[Saved data entries]
☆ ☆ ☆ ☆
PR #277, opened 2024-01-24
snapcraft.yaml: enable unconfined mode in lxd-support interface

alexmurray:
The associated PR for snapd is still open in https://github.com/snapcore/snapd/pull/13514 but opening this one against the lxd snap so the two can be reviewed in tandem.

This should not be merged until at least the snapd one has been AND the correct assumes syntax has been decided upon.

--

The old `lxd-support` interface allowed lxd to set itself to be unconfined - ie to not have any apparmor profile associated with it - but when the userns restrictions are enabled it would then still be blocked from using userns - so we then instead added the unconfined mode which allows a profile to essentially be the equivalent of the unconfined profile (ie no profile) - but then to also add in extra permissions (like the use of userns).

ie. the only way to use userns when the restrictions are enabled is to have an apparmor profile which grants the userns permission in apparmor - AND for the case of lxd which wants to be unconfined we then use the new unconfined profile mode as well

Signed-off-by: Alex Murray <alex.murray@canonical.com>

### DIFF
--- a/snapcraft.yaml
+++ b/snapcraft.yaml
@@ -1,7 +1,7 @@
 name: lxd
 base: core22
 assumes:
-  - snapd2.39
+  - snapd2.62
 version: git
 grade: devel
 summary: LXD - container and VM manager
@@ -71,6 +71,9 @@ plugs:
  ovn-chassis:
    interface: content
    target: "$SNAP_DATA/microovn/chassis"
+ lxd-support-with-unconfined-mode:
+   interface: lxd-support
+   enable-unconfined-mode: true
 
 apps:
   # Main commands
@@ -78,7 +81,7 @@ apps:
     command: commands/daemon.activate
     daemon: oneshot
     plugs:
-      - lxd-support
+      - lxd-support-with-unconfined-mode
       - system-observe
 
   daemon:
@@ -91,7 +94,7 @@ apps:
     slots:
       - lxd
     plugs:
-      - lxd-support
+      - lxd-support-with-unconfined-mode
       - network-bind
       - system-observe
     sockets:
@@ -105,7 +108,7 @@ apps:
     restart-condition: on-failure
     daemon: simple
     plugs:
-      - lxd-support
+      - lxd-support-with-unconfined-mode
       - network-bind
       - system-observe
     sockets:
@@ -117,60 +120,60 @@ apps:
     command: commands/lxc
     completer: etc/bash_completion.d/snap.lxd.lxc
     plugs:
-      - lxd-support
+      - lxd-support-with-unconfined-mode
       - system-observe
 
   lxd:
     command: commands/lxd
     plugs:
-      - lxd-support
+      - lxd-support-with-unconfined-mode
       - system-observe
 
   # Sub-commands
   buginfo:
     command: commands/buginfo
     plugs:
-      - lxd-support
+      - lxd-support-with-unconfined-mode
       - system-observe
   check-kernel:
     command: commands/lxd-check-kernel
     plugs:
-      - lxd-support
+      - lxd-support-with-unconfined-mode
       - system-observe
 
 hooks:
   connect-plug-ceph-conf:
     plugs:
-      - lxd-support
+      - lxd-support-with-unconfined-mode
       - system-observe
   disconnect-plug-ceph-conf:
     plugs:
-      - lxd-support
+      - lxd-support-with-unconfined-mode
       - system-observe
   connect-plug-ovn-certificates:
     plugs:
-      - lxd-support
+      - lxd-support-with-unconfined-mode
       - system-observe
   disconnect-plug-ovn-certificates:
     plugs:
-      - lxd-support
+      - lxd-support-with-unconfined-mode
       - system-observe
   connect-plug-ovn-chassis:
     plugs:
-      - lxd-support
+      - lxd-support-with-unconfined-mode
       - system-observe
   disconnect-plug-ovn-chassis:
     plugs:
-      - lxd-support
+      - lxd-support-with-unconfined-mode
       - system-observe
   configure:
     plugs:
-      - lxd-support
+      - lxd-support-with-unconfined-mode
       - network
       - system-observe
   remove:
     plugs:
-      - lxd-support
+      - lxd-support-with-unconfined-mode
       - system-observe
 
 parts:


tomponline:
> assumes syntax

What is this @alexmurray ?

snapcraft.yaml
```diff
@@ -1,7 +1,7 @@
 name: lxd
 base: core22
 assumes:
-  - snapd2.39
+  - snapd2.61
```
simondeziel: The doc isn't really clear on this https://snapcraft.io/docs/snapcraft-yaml-reference:

> A list of features that must be supported by the core in order for this snap to install. For example, to make the snap only installable on certain recent version of snapd (like 2.38) you can specify: - snapd2.38. See [Snapcraft top-level metadata](https://snapcraft.io/docs/snapcraft-top-level-metadata#heading--assumes) for other potential values.

Does that mean if someone just `apt-get install snapd` and got 2.58, then tries to `snap install lxd` that will force snapd to self-refresh and then get at least 2.61?

alexmurray: I am not sure - I think it may prevent it from being installed / snapd may refuse to install it or upgrade to it etc if the feature is not already present (ie if snapd has not already been upgraded) - @pedronis can you provide any clarification on this?

alexmurray: Also I think this would end up being `assumes: [ snapd2.62 ]` instead of 2.61 but will need some clarification from the snapd team on when they feature in the associated snapd PR is likely to land in a released version of snapd.

alexmurray: I just pushed an extra commit to set the assumes to `snapd2.62` as confirmed by @pedronis in https://github.com/snapcore/snapd/pull/13514#issuecomment-1996707279

alexmurray:
Rebased this onto current latest-edge and squashed the two commits into one.

alexmurray:
Hi folks, the snapd support for this feature landed in the 2.62 release of snapd - any chance you could merge this into the lxd snap? cc @tomponline @simondeziel

tomponline:
Hi @alexmurray 

Before I can merge this we need to understand what happens if this is installed on a system without snapd2.62 (ie one without `lxd-support-with-unconfined-mode` support)?

The LXD snap needs operate on older Ubuntu releases that don't necessarily have this snapd version.

Please can you advise about the backwards compatibility of this change?

alexmurray:
The `assumes: snapd2.62` means it can not be installed on a system without snapd 2.62 - so there is no risk here.

tomponline:
> The `assumes: snapd2.62` means it can not be installed on a system without snapd 2.62 - so there is no risk here.

Hrm, that sounds like it could be quite risky though - we would need to understand what happens on systems that do not yet have snapd 2.62 or where its pinned to a previous version.

tomponline:
There are multiple series of LXD:

5.0 - Previous LTS that needs to be able to run on >= Jammy (and ideally before that to allow upgrades).
5.21 - Current LTS, at minimal Noble, but ideally before that to allow upgrades.
latest - Currently the same as 5.21 but we can have higher release restrictions here - but we need to understand them well so we don't accidentally backport something to the LTS series that we shouldn't do.

So starting off we should consider the 5.0 series and what needs to be included in it to allow it to run with these restrictions and whether that will work on Jammy onwards. Also considering that LXD is preseeded into the Jammy images and so the snapd refresh may not have run on first LXD use.

tomponline:
@alexmurray shall we have a meeting about this to discuss?

alexmurray:
snapd 2.62 just migrated into the updates pocket for all the stable releases of Ubuntu and has been in the snapd snap stable channel for a while now too. So it should be quite safe to merge this PR now.

tomponline:
Thanks! We can try this now on various systems and check it doesn't cause a regression.

tomponline:
@mihalicyn this pr can help with your roadmap item to support restricted user namespaces.

mihalicyn:
I think we can merge this today, so we can test if there are any problems with it.

For me it looks perfectly safe and valid.

We have merged two other PRs related to this:
https://github.com/canonical/lxd/pull/12713
https://github.com/canonical/lxd-pkg-snap/pull/189

which are preparation to having this change if I understand correctly.

cc @tomponline

tomponline (approved):

tomponline:
Lets give it a go - this will need to be tested on bionic onwards please.

tomponline:
@alexmurray @mihalicyn this change is causing lxd snaps to be rejected by the snap store, so they are building ok in launchpad, but not being accepted for upload. Effectively this is now blocking latest/edge and will need to be reverted.

https://dashboard.snapcraft.io/snaps/lxd/revisions/29132/

> unknown attribute 'enable-unconfined-mode' for interface 'lxd-support' (plugs) lint-snap-v2_plugs_attributes (lxd-support-with-unconfined-mode, enable-unconfined-mode) 

@alexmurray please can you advise what the next steps are here?

mihalicyn:
Theoretically, this should allow using this option in snap store https://git.launchpad.net/review-tools/commit/reviewtools/sr_common.py?id=08e83bf8d0b36eb8ff82ae74e774f00d56493d5f

alexmurray:
@tomponline we are waiting on the store team to deploy the latest review-tools revision to the store dashboard - in the meantime we can manually approve revisions which I will do now - and I will poke the store team to get the latest review-tools deployed.

tomponline:
> in the meantime we can manually approve revisions which I will do now

How do we do that?

alexmurray:
Unfortunately it's a manual process to approve each revision, apologies for the delay. They are now published.

tomponline:
Do you know how long it will take to get the snapstore updated? We may need to revert this change if its going to take a while.

roosterfish:
Hi, I am seeing some permission errors in the snap. Maybe related to those changes here?

When trying to force stop an instance in error state using `lxc stop -f v1` I get:
`Error: Failed to stop VM process 227032: permission denied`

Kernel log shows this apparmor denied message:
`[33170.368181] audit: type=1400 audit(1719850282.401:24245): apparmor="DENIED" operation="signal" class="signal" profile="lxd-v1_</var/snap/lxd/common/lxd>" pid=227614 comm="lxd" requested_mask="receive" denied_mask="receive" signal=kill peer="snap.lxd.daemon"`

It's reproducible by repeating this https://github.com/canonical/lxd-ci/blob/main/tests/storage-vm#L226

mihalicyn:
@roosterfish thanks for reporting this, Julian!

Related to:
https://bugs.launchpad.net/apparmor/+bug/2067900

simondeziel:
> snapd 2.62 just migrated into the updates pocket for all the stable releases of Ubuntu and has been in the snapd snap stable channel for a while now too. So it should be quite safe to merge this PR now.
☆ ☆ ☆ ☆
● **HOW TO COMPLETE THIS TASK**
Copy out every line of the data that includes the word "meantime".

● **ANSWER SPACE**
@tomponline we are waiting on the store team to deploy the latest review-tools revision to the store dashboard - in the meantime we can manually approve revisions which I will do now - and I will poke the store team to get the latest review-tools deployed.
> in the meantime we can manually approve revisions which I will do now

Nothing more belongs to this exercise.